*Instructions to follow*
Copy out the data so that nothing differs from the original.

[[ Data supplied open ]]

PR #1709, opened 2017-08-18
Display errors on password reset form

meshulam:
I encountered two problems that prevented field- and form-level errors from displaying on the password reset form.

First, the validatePassword helper sets errors on the 'password' field but the reset form listens for messages on 'newPassword'. 

Second, the resetPassword callback was passing a string to showMessage instead of an I18n key.


SachaG:
Oh, actually I'm afraid this might conflict with a recent commit I just made to `devel`: https://github.com/VulcanJS/Vulcan/commit/03c7a8e4c8e839656b054b767e0aee05044df705

If you can, could you make another PR to `devel` and make sure there's no conflicts?

PR #1711, opened 2017-08-24
Added create-react-class dependecy

meteorplus:
Otherwise it will throw Error: Cannot find module 'create-react-class' at first npm start

### DIFF
--- a/package.json
+++ b/package.json
@@ -18,6 +18,7 @@
     "body-parser": "^1.15.2",
     "classnames": "^2.2.3",
     "cookie-parser": "^1.4.3",
+    "create-react-class": "^15.6.0",
     "crypto-js": "^3.1.9-1",
     "dataloader": "^1.3.0",
     "deepmerge": "^1.2.0",


SachaG:
Where do we use that module? I searched the codebase and couldn't find any reference to it.

meteorplus:
A dependency is using the old way of .createClass and it's throwing an error on the console

W20170904-03:10:19.089(0)? (STDERR) Warning: Accessing createClass via the main React package is deprecated, and will be removed in React v16.0. Use a plain JavaScript class instead. If you're not yet ready to migrate, create-react-class v15.* is available on npm as a temporary, drop-in replacement. For more info see https://fb.me/react-create-class
W20170904-03:10:19.090(0)? (STDERR) Warning: Accessing PropTypes via the main React package is deprecated, and will be removed in  React v16.0. Use the latest available v15.* prop-types package from npm instead. For info on usage, compatibility, migration and more, see https://fb.me/prop-types-docs

meteorplus:
nope seems we're using it in vulcan forms

/packages/vulcan-forms/lib/row.js:
	9: var Row = React.createClass({

/packages/vulcan-forms/lib/row.js:
	9: var Row = React.createClass({

SachaG:
Oh that file doesn't exist anymore, it was a leftover from an older version.

meteorplus:
@SachaG it's still there

var React = require('react');
import PropTypes from 'prop-types';
var classNames = require('classnames/dedupe');

var Row = React.createClass({

I just cloned it from master and had to install create-react-class to get it working

SachaG:
I don't think it's there on `devel`? is it?

meteorplus:
just master I think...

PR #1713, opened 2017-08-25
RegisterFragment should respect comments in fragment literals

klokie:
The fragment parser doesn't ignore comments if they include `...`, e.g.
```
fragment CategoriesList on Category {
# ...dontMindMe
  }
}
```
This PR should fix that.
Also I've modified the regex for parsing GraphQL fragment names to follow the GraphQL spec more exactly.


SachaG:
That's great, thanks!

PR #1715, opened 2017-08-27
add  terms.selector otherwise it will be ignored

meteorplus:
add selector from terms otherwise it will be ignored and never used!!

this was making me go nuts!!!


SachaG:
Actually, this is on purpose. Accepting a `selector` object from the client can open up big security holes, since it lets the client ask for any object in your database.

meteorplus:
ah ok, merci

PR #1716, opened 2017-08-28
Display errors on password reset form

meshulam:
Re-opening #1709 against devel. Still worked without any changes needed.


SachaG:
Thanks!

PR #1718, opened 2017-09-03
show admin menu to only admins

meteorplus:


justinr1234:
Outdated PR and this was fixed here: https://github.com/VulcanJS/Vulcan/blob/devel/packages/example-forum/lib/components/users/UsersMenu.jsx#L28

[[ Data supplied closed ]]

*Written solution*
PR #1709, opened 2017-08-18
Display errors on password reset form

meshulam:
I encountered two problems that prevented field- and form-level errors from displaying on the password reset form.

First, the validatePassword helper sets errors on the 'password' field but the reset form listens for messages on 'newPassword'. 

Second, the resetPassword callback was passing a string to showMessage instead of an I18n key.


SachaG:
Oh, actually I'm afraid this might conflict with a recent commit I just made to `devel`: https://github.com/VulcanJS/Vulcan/commit/03c7a8e4c8e839656b054b767e0aee05044df705

If you can, could you make another PR to `devel` and make sure there's no conflicts?

PR #1711, opened 2017-08-24
Added create-react-class dependecy

meteorplus:
Otherwise it will throw Error: Cannot find module 'create-react-class' at first npm start

### DIFF
--- a/package.json
+++ b/package.json
@@ -18,6 +18,7 @@
     "body-parser": "^1.15.2",
     "classnames": "^2.2.3",
     "cookie-parser": "^1.4.3",
+    "create-react-class": "^15.6.0",
     "crypto-js": "^3.1.9-1",
     "dataloader": "^1.3.0",
     "deepmerge": "^1.2.0",


SachaG:
Where do we use that module? I searched the codebase and couldn't find any reference to it.

meteorplus:
A dependency is using the old way of .createClass and it's throwing an error on the console

W20170904-03:10:19.089(0)? (STDERR) Warning: Accessing createClass via the main React package is deprecated, and will be removed in React v16.0. Use a plain JavaScript class instead. If you're not yet ready to migrate, create-react-class v15.* is available on npm as a temporary, drop-in replacement. For more info see https://fb.me/react-create-class
W20170904-03:10:19.090(0)? (STDERR) Warning: Accessing PropTypes via the main React package is deprecated, and will be removed in  React v16.0. Use the latest available v15.* prop-types package from npm instead. For info on usage, compatibility, migration and more, see https://fb.me/prop-types-docs

meteorplus:
nope seems we're using it in vulcan forms

/packages/vulcan-forms/lib/row.js:
	9: var Row = React.createClass({

/packages/vulcan-forms/lib/row.js:
	9: var Row = React.createClass({

SachaG:
Oh that file doesn't exist anymore, it was a leftover from an older version.

meteorplus:
@SachaG it's still there

var React = require('react');
import PropTypes from 'prop-types';
var classNames = require('classnames/dedupe');

var Row = React.createClass({

I just cloned it from master and had to install create-react-class to get it working

SachaG:
I don't think it's there on `devel`? is it?

meteorplus:
just master I think...

PR #1713, opened 2017-08-25
RegisterFragment should respect comments in fragment literals

klokie:
The fragment parser doesn't ignore comments if they include `...`, e.g.
```
fragment CategoriesList on Category {
# ...dontMindMe
  }
}
```
This PR should fix that.
Also I've modified the regex for parsing GraphQL fragment names to follow the GraphQL spec more exactly.


SachaG:
That's great, thanks!

PR #1715, opened 2017-08-27
add  terms.selector otherwise it will be ignored

meteorplus:
add selector from terms otherwise it will be ignored and never used!!

this was making me go nuts!!!


SachaG:
Actually, this is on purpose. Accepting a `selector` object from the client can open up big security holes, since it lets the client ask for any object in your database.

meteorplus:
ah ok, merci

PR #1716, opened 2017-08-28
Display errors on password reset form

meshulam:
Re-opening #1709 against devel. Still worked without any changes needed.


SachaG:
Thanks!

PR #1718, opened 2017-09-03
show admin menu to only admins

meteorplus:


justinr1234:
Outdated PR and this was fixed here: https://github.com/VulcanJS/Vulcan/blob/devel/packages/example-forum/lib/components/users/UsersMenu.jsx#L28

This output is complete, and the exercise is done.